# Importing libraries and initializing data

In [1]:
import matplotlib.pyplot as plt

# 3 arrays of 20 random numbers ranging from 20 to 50
arr1 = [29, 42, 30, 44, 48, 35, 27, 26, 49, 30, 38, 44, 42, 50, 35, 34, 25, 28, 31, 33]
arr2 = [20, 30, 41, 39, 38, 27, 22, 48, 44, 24, 45, 49, 33, 40, 46, 31, 29, 29, 50, 38]
arr3 = [49, 37, 23, 50, 44, 27, 43, 39, 32, 22, 25, 41, 48, 29, 44, 27, 41, 38, 42, 30]

# generated using the code below
# import random
# random_numbers = [random.randint(20, 50) for _ in range(20)]
# print(random_numbers)

# Normalisation (Z-score)
$$x'=\frac{x-\mu}{\sigma}$$
- $\mu=$ Mean of the dataset.
- $\sigma=$ Standard deviation of the dataset.
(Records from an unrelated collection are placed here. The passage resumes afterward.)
Issue #79, opened 2018-06-15
Network plugin + OkHttp interceptor does not decompressed gzipped responses


damianw:
Responses with `Content-Type: gzip` are not unzipped, and render garbage as plaintext in the Sonar network view.

danielbuechele:
There is some logic in place to unzip requests, however for some reasons it is failing: https://github.com/facebook/Sonar/blob/master/src/plugins/network/RequestDetails.js#L64

@damianw Can you see why this is happening?

damianw:
I'm not exactly sure as I haven't had time to investigate it. In the meantime, I've added a custom interceptor to perform the unzipping on the Android side.

amenon:
@damianw typically, gzipped responses have the `Content-Encoding` set to `gzip` rather than the `Content-Type`.

I noticed that the plugin was not decompressing my OkHttp interceptor responses because my responses used a lower-case header name `content-encoding`. I have a PR (#143) to address that.

damianw:
My mistake, I meant `Content-Encoding`

passy:
I believe that this was fixed quite a while ago in the referenced commit.

PR #143, opened 2018-07-07
Ignore header case to determine if content is gzipped

amenon:
This PR updates the Network plugin's response parser to ignore the case of the `Content-Encoding` header in the response. This was preventing responses that are gzipped from being uncompressed. I tested this with gzipped responses through the OkHttp interceptor on Android. This could potentially address #79 as I was experiencing that issue before this change.

sonar


amenon:
@passy that make sense. I didn't see any other places in the code where headers were being examined. I assume that we would still want to display the raw headers in the UI and not the normalized version.

Feel free to convert this into an issue. Thanks!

Normalisation is a variation of scaling that represents the number of standard deviations away from the mean.<br/>
The normalised distribution always has mean$=0$ and standard-deviation$=1$. It’s useful when there are a few outliers, but not so extreme that you need clipping.
# Standardisation (Min-max scaling)
$$x' = \frac{x-x_{min}}{x_{max}-x_{min}}$$
Standardisation is a good choice when both of the following conditions are met:
- You know the approximate upper and lower bounds on your data with few or no outliers.
- Your data is approximately uniformly distributed across that range.
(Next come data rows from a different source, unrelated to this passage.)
PR #192, opened 2018-07-26
Fix Obj-C and Swift builds which are broken in v0.6.13

### LINKED ISSUE #190: Builds for non-Objc++ iOS apps are broken on v0.6.13
See [this repo](https://github.com/noahsark769/sonar-testing-example-projects) for two examples of apps which integrate Sonar in the recommended way but don't build. The error looks like this:

image

I believe this is because 9f807cd0 introduced the `CppBridge` subspec, and as a result C++ headers are getting included in SonarKit-umbrella.h. The Sample project still compiles because `AppDelegate.mm` is Obj-C++.

I've got a fix for this coming out soon :)

noahsark769:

A good example is age. Most age values falls between 0 and 90, and every part of the range has a substantial number of people.
In contrast, you would not use scaling on income, because only a few people have very high incomes. The upper bound of the linear scale for income would be very high, and most people would be squeezed into a small part of the scale.

In [2]:
mean = lambda arr: sum(arr) / len(arr)

def variance(dataset):
    average = mean(dataset)
    numerator = sum([(n - average) ** 2 for n in dataset])
    denominator = len(dataset) - 1
    return numerator / denominator

def standardize(dataset):
    average = mean(dataset)
    numerator = sum([(n - average) ** 2 for n in dataset])
    denominator = len(dataset) - 1
    var = numerator / denominator
    standard_deviation = var ** 0.5
    return [(n - average) / standard_deviation for n in dataset]

def normalize(arr):
    val_min = min(arr)
    val_max = max(arr)
    range = val_max - val_min
    return [(i - val_min) / range for i in arr]

In [3]:
normal_arr2 = normalize(arr2)
normal_arr3 = normalize(arr3)

standard_arr2 = standardize(arr2)
standard_arr3 = standardize(arr3)

print(f"Mean of standardised array-2: {round(mean(standard_arr2),3)}")
print(f"Variance of standardised array-2: {round(variance(standard_arr2),3)}\n")

print(f"Mean of standardised array-3: {round(mean(standard_arr3),3)}")
print(f"Variance of standardised array-3: {round(variance(standard_arr3),3)}")

Mean of standardised array-2: 0.0
Variance of standardised array-2: 1.0

Mean of standardised array-3: 0.0
Variance of standardised array-3: 1.0


In [4]:
# figure 1
plt.scatter(arr2, arr3, 20, color = 'red')
plt.grid(True); plt.tight_layout()
plt.savefig('fig1.png'); plt.close()

# figure 2
plt.scatter(normal_arr2, normal_arr3, 20, color = 'blue')
plt.grid(True); plt.tight_layout()
plt.savefig('fig2.png'); plt.close()

# figure 3
plt.scatter(standard_arr2, standard_arr3, 20, color = 'blue')
plt.grid(True); plt.tight_layout()
plt.savefig('fig3.png'); plt.close()

# Normalisation output
|Original Graph|Normalised Graph|
|-|-|
|![](fig1.png)|![](fig2.png)|
# Standardisation output
|Original Graph|Standardised Graph|
|-|-|
|![](fig1.png)|![](fig3.png)|
***